Condition Intervention Phase
Myelodysplastic Syndromes
Drug: Azacitidine
Drug: Epoetin beta
Phase 2

Study Type: Interventional
Study Design: Allocation: Randomized
Endpoint Classification: Safety/Efficacy Study
Intervention Model: Parallel Assignment
Masking: Open Label
Primary Purpose: Treatment
Official Title: A Phase II Study of Azacitidine (Vidaza®) Combined to Epoetin Beta (NeoRecormon®) in IPSS Low-risk and Intermediate-1 MDS Patients, Resistant to ESA

Resource links provided by NLM:


Further study details as provided by Groupe Francophone des Myelodysplasies:

Primary Outcome Measures:
  • To determine the major erythroid response rate after 6 courses, assessed according to IWG 2000 criteria [ Time Frame: after 6 courses of treatment in the respective treatment arm ] [ Designated as safety issue: No ]

Secondary Outcome Measures:
  • Degree and duration of erythroid response (including red blood cell transfusion independence),overall survival and time to progression and toxicity [ Time Frame: after 4 and 6 months of treatment until the end of study ] [ Designated as safety issue: Yes ]

Enrollment: 98
Study Start Date: February 2009
Study Completion Date: March 2014
Primary Completion Date: March 2014 (Final data collection date for primary outcome measure)
Arms Assigned Interventions
Active Comparator: Arm A
Azacitidine 75mg/sqm SQ per day for 5 days every 28 days for 6 courses and 12 additional maintenance courses in responders.
Drug: Azacitidine
Azacitidine 75mg/sqm SQ per day for 5 days every 28 days
Other Name: Vidaza®
Active Comparator: Arm B

Azacitidine: 75mg/sqm SQ per day for 5 days every 28 days for 6 courses AND

Epoetin beta : 60000U weekly SQ injections (to be adapted according to Hb as described above)

12 additional maintenance courses are planned in responders

Drug: Azacitidine
Azacitidine 75mg/sqm SQ per day for 5 days every 28 days
Other Name: Vidaza®
Drug: Epoetin beta

Epoetin beta : 60000U weekly SQ injections

NeoRecormon®

Other Name: Epoetin beta : 60000U weekly SQ injections

  Hide Detailed Description

Detailed Description:

Phase II Study of Azacitidine (Vidaza®) Combined to Epoetin Beta (NeoRecormon®) in IPSS Low-risk and Intermediate-1 MDS Patients, Resistant to ESA

The Primary Endpoint of this study is to determine the major erythroid response rate after 6 courses, assessed according to IWG 2000 criteria.

The Secondary Endpoints are to determine the percentage of major HI-E and minor HI-E after 4 and 6 courses according to IWG 2000, the HI-E IWG 2006 criteria, the duration of erythroid response, the red blood cell transfusion independence at 4 and 6 months, the overall survival and time to IPSS progression and the toxicity (NCI-CTAE).

The trial will enroll 98 patients (49 patients per arm)

Treatment in arm A:

Azacitidine 75mg/sqm SQ per day for 5 days every 28 days for 6 courses Dosing of each subsequent course will be adapted according to extrahematological toxicity and cytopenias.

In responders after 6 courses of azacitidine according to IWG 2000 criteria (both minor and major erythroid responses of HI-E) 12 identical additional maintenance courses will be delivered every 28 days, unless relapse occurs (according to IWG 2000 criteria).

Treatment in arm B:

• Azacitidine 75mg/sqm SQ per day for 5 days every 28 days for 6 courses.
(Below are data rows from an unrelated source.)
Issue #2013, opened 2023-02-03
[Feature] Use client-go to interact with the cluster in container in e2e test


zhy76:
## Issue Description

Type: *feature request*

### Describe what feature you want
The previous e2e test uses ssh to obtain cluster node and pod information using the kubectl command in the container. Using client-go to get pods would better than using kubectl, kubectl would be for sure in official clusterimage,  when kubectl's version did not match, this would have an error in test stage.

In addition, if e2e test fails, pod logs cannot be obtained from the container, which makes debug very inconvenient, Especially in CI using github action, because it is like a black box. Therefore, client-go can be used to interact with the cluster in the container, and error logs can be printed for troubleshooting.
I think this is very important and helpful for e2e test.

Starnop:
Can't help but like 👍

PR #2014, opened 2023-02-03
use client-go to interact with the cluster in container and optimize code

zhy76:

After this PR, if e2e test failed, we can view the failed pod log, which is very helpful for us to debug.
for example:
image

#2013

### DIFF
--- a/.github/workflows/e2e-test-run.yml
+++ b/.github/workflows/e2e-test-run.yml
@@ -71,4 +71,6 @@ jobs:
           RegionID: ${{ secrets.RegionID }}
         if: ${{ github.event.comment.body == '/test run' || github.event.comment.body == '/test all' || github.event_name == 'push' }}
         run: |
+          # fix bug in kernal 5.12.2+:open /proc/sys/net/netfilter/nf_conntrack_max: permission denied, see: https://github.com/kubernetes-sigs/kind/issues/2240
+          sudo sysctl net/netfilter/nf_conntrack_max=131072
           ginkgo -v --focus="sealer run" test
--- a/test/testhelper/client/k8s/client.go
+++ b/test/testhelper/client/k8s/client.go
@@ -1,0 +1,285 @@
+// Copyright © 2023 Alibaba Group Holding Ltd.
+//
+// Licensed under the Apache License, Version 2.0 (the "License");
+// you may not use this file except in compliance with the License.
+// You may obtain a copy of the License at
+//
+//     http://www.apache.org/licenses/LICENSE-2.0
+//
+// Unless required by applicable law or agreed to in writing, software
+// distributed under the License is distributed on an "AS IS" BASIS,
+// WITHOUT WARRANTIES OR CONDITIONS OF ANY KIND, either express or implied.
+// See the License for the specific language governing permissions and
+// limitations under the License.
+
+package k8s
+
+import (
+	"bytes"
+	"context"
+	"fmt"
+	"io"
+	"net"
+	"path/filepath"
+	"regexp"
+
+	"github.com/sealerio/sealer/test/testhelper"
+
+	"github.com/pkg/errors"
+	v1 "k8s.io/api/core/v1"
+	metav1 "k8s.io/apimachinery/pkg/apis/meta/v1"
+	"k8s.io/client-go/kubernetes"
+	"k8s.io/client-go/tools/clientcmd"
+)
+
+const (
+	ReadyStatus = "Ready"
+	TRUE        = "True"
+	FALSE       = "False"
+)
+
+type Client struct {
+	client *kubernetes.Clientset
+}
+
+type NamespacePod struct {
+	Namespace v1.Namespace
+	PodList   *v1.PodList
+}
+
+type EventPod struct {
+	Reason    string
+	Message   string
+	Count     int32
+	Type      string
+	Action    string
+	Namespace string
+}
+
+func NewK8sClient(sshClient *testhelper.SSHClient) (*Client, error) {
+	kubeconfigPath := filepath.Join("/root", ".kube", "config")
+
+	data := testhelper.GetRemoteFileData(sshClient, kubeconfigPath)
+	reg := regexp.MustCompile(`server: https://(.*):6443`)
+	data = reg.ReplaceAll(data, []byte(fmt.Sprintf("server: https://%s:6443", sshClient.RemoteHostIP.String())))
+	config, err := clientcmd.RESTConfigFromKubeConfig(data)
+
+	if err != nil {
+		return nil, errors.Wrap(err, "failed to build kube config")
+	}
+
+	clientSet, err := kubernetes.NewForConfig(config)
+	if err != nil {
+		return nil, err
+	}
+
+	return &Client{
+		client: clientSet,
+	}, nil
+}
+
+func (c *Client) ListNodes() (*v1.NodeList, error) {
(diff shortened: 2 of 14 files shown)


.github/workflows/e2e-test-run.yml
```diff
@@ -71,4 +71,6 @@ jobs:
           RegionID: ${{ secrets.RegionID }}
         if: ${{ github.event.comment.body == '/test run' || github.event.comment.body == '/test all' || github.event_name == 'push' }}
         run: |
+          # fix:open /proc/sys/net/netfilter/nf_conntrack_max: permission denied, see: https://github.com/kubernetes-sigs/kind/issues/2240
+          sudo sysctl net/netfilter/nf_conntrack_max=131072
```
Starnop, line 75: Also note the operating system and kernel that this configuration is for

test/testhelper/client/k8s/client.go
```diff
@@ -0,0 +1,276 @@
...
+	Type      string
+	Action    string
+	Namespace string
+}
+
+func NewK8sClient(sshClient *testhelper.SSHClient) (*Client, error) {
+	kubeconfigPath := filepath.Join("/root", ".kube", "config")
+
+	data := testhelper.GetFileDataRemote(sshClient, kubeconfigPath)
+	data = bytes.ReplaceAll(data, []byte("apiserver.cluster.local"), []byte(sshClient.RemoteHostIP.String()))
```
Starnop, line 62: Please do not rely on the `cluster.local` domain which is configurable. 

Maybe it's better to  replace `server: https://(.*):6443` to `server: https://sshClient.RemoteHostIP.String():6443`

test/testhelper/client/k8s/client.go
```diff
@@ -0,0 +1,276 @@
...
+
+import (
+	"bytes"
+	"context"
+	"fmt"
+	"io"
+	"net"
+	"path/filepath"
+
+	"github.com/pkg/errors"
```
Starnop, line 25: go import group

the imported modules should be grouped look like this:
1. standard library modules
2. current project modules
3. 3rd party modules

test/testhelper/client/k8s/client.go
```diff
@@ -0,0 +1,276 @@
...
+
+func (c *Client) GetNotReadyPodEvent() (map[string][]EventPod, error) {
+	namespacePodList, err := c.ListAllNamespacesPods()
+	if err != nil {
+		return nil, err
+	}
+	result := make(map[string][]EventPod)
+	for _, podNamespace := range namespacePodList {
+		for _, pod := range podNamespace.PodList.Items {
+			if err := c.getPodReadyStatus(pod); err != nil {
```
Starnop, line 206: if err := c.getPodReadyStatus(pod); err == nil {
  continue
}

In programming, we need to pay attention to two things:
1. return fast
2. avoid too many depth

zhy76:
gosec / golang-security-action shows：
image
It has nothing to do with the code I changed, seems like a bug? How do I solve these problem?

kakaZhou719:
> gosec / golang-security-action shows： image It has nothing to do with the code I changed, seems like a bug? How do I solve these problem?

its gosec lint, i will fix it today.

zhy76:
PTAL

test/testhelper/client/k8s/client.go
```diff
@@ -0,0 +1,284 @@
...
+	events, err := c.client.CoreV1().
+		Events(nameSpace).
+		List(context.TODO(), metav1.ListOptions{FieldSelector: "involvedObject.name=" + podName, TypeMeta: metav1.TypeMeta{Kind: "Pod"}})
+	if err != nil {
+		return nil, err
+	}
+	return events.Items, nil
+}
+
+func (c *Client) getPodReadyStatus(pod v1.Pod) error {
```
justadogistaken, line 194: I think this function only checks if the pod is ready, so returning true/false would be good. What do you think?

test/testhelper/client/k8s/client.go
```diff
@@ -0,0 +1,284 @@
...
+			continue
+		}
+		if !pod.Status.ContainerStatuses[0].Ready {
+			return false, nil
+		}
+	}
+	return true, nil
+}
+
+func (c *Client) GetPodLog(nameSpace, podName string) (string, error) {
```
justadogistaken, line 164: "nameSpace" => "namespace"

test/testhelper/client/k8s/client.go
```diff
@@ -0,0 +1,284 @@
...
+		_ = podLogs.Close()
+	}()
+
+	buf := new(bytes.Buffer)
+	_, err = io.Copy(buf, podLogs)
+	if err != nil {
+		return "", err
+	}
+	str := buf.String()
+	return str, nil
```
justadogistaken, line 181: return buf.String(), nil

test/testhelper/client/k8s/client.go
```diff
@@ -0,0 +1,284 @@
...
+			Namespace: ns,
+			PodList:   pods,
+		}
+		namespacePodList = append(namespacePodList, &namespacePod)
+	}
+
+	return namespacePodList, nil
+}
+
+func (c *Client) ListKubeSystemPodsStatus() (bool, error) {
```
justadogistaken, line 143: Actually, I don't think the function name fits what the function truly does.
The function name makes the callers feel it will return a list(KubeSystemPodsStatus), but it checks if all pods of "KubeSystem" are ready.

test/testhelper/client/k8s/client.go
zhy76: Make sense

test/testhelper/utils.go
```diff
@@ -162,6 +162,14 @@ func GetFileDataLocally(filePath string) string {
 	return result
 }
 
+// GetFileDataRemote get file data from remote
+func GetFileDataRemote(sshClient *SSHClient, filePath string) []byte {
```
Starnop, line 166: s/GetFileDataRemote/GetRemoteFileData

the result is FileData, not Remote, right?

test/testhelper/client/k8s/client.go
```diff
@@ -0,0 +1,283 @@
...
+	Action    string
+	Namespace string
+}
+
+func NewK8sClient(sshClient *testhelper.SSHClient) (*Client, error) {
+	kubeconfigPath := filepath.Join("/root", ".kube", "config")
+
+	data := testhelper.GetFileDataRemote(sshClient, kubeconfigPath)
+	reg := regexp.MustCompile(`server: https://(.*):6443`)
+	data = reg.ReplaceAll(data, []byte("server: https://"+sshClient.RemoteHostIP.String()+":6443"))
```
Starnop, line 64: use fmt.Sprinf to concatenate strings instead of +

test/testhelper/client/k8s/client.go
```diff
@@ -0,0 +1,283 @@
...
+
+// Check if all nodes are ready
+func (c *Client) CheckAllNodeReady() (bool, error) {
+	nodes, err := c.ListNodes()
+	if err != nil {
+		return false, err
+	}
+	for _, node := range nodes.Items {
+		for _, condition := range node.Status.Conditions {
+			if condition.Type == ReadyStatus {
```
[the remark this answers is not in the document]
zhy76: optimized already

Starnop (approved):
LGTM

(dosing of each subsequent course will be adapted according to extra hematological toxicity and cytopenias) AND

• Epoetin beta : 60000U weekly SQ injections Dosing of epoetin beta will be adapted according to current ASH-ASCO guidelines and black box warning of epoetin beta. Epoetin beta therapy may therefore be interrupted, in case of response to azacitidine, as soon as a hemoglobin level of 12g/dl is achieved on two sequential bimonthly blood count measurements.

A 40% dose reduction of epoetin beta will be required if:

  • Hb level rise of 1 g/dl is observed within two weeks
  • Hb level exceeds 11g/dl

In responders after 6 courses of azacitidine + epoetin beta, according to IWG 2000 criteria (both minor and major erythroid responses of HI-E) 12 identical additional maintenance courses of azacitidine will be delivered every 28 days, unless relapse occurs (according to IWG 2000 criteria) Epoetin beta will be administered as described above.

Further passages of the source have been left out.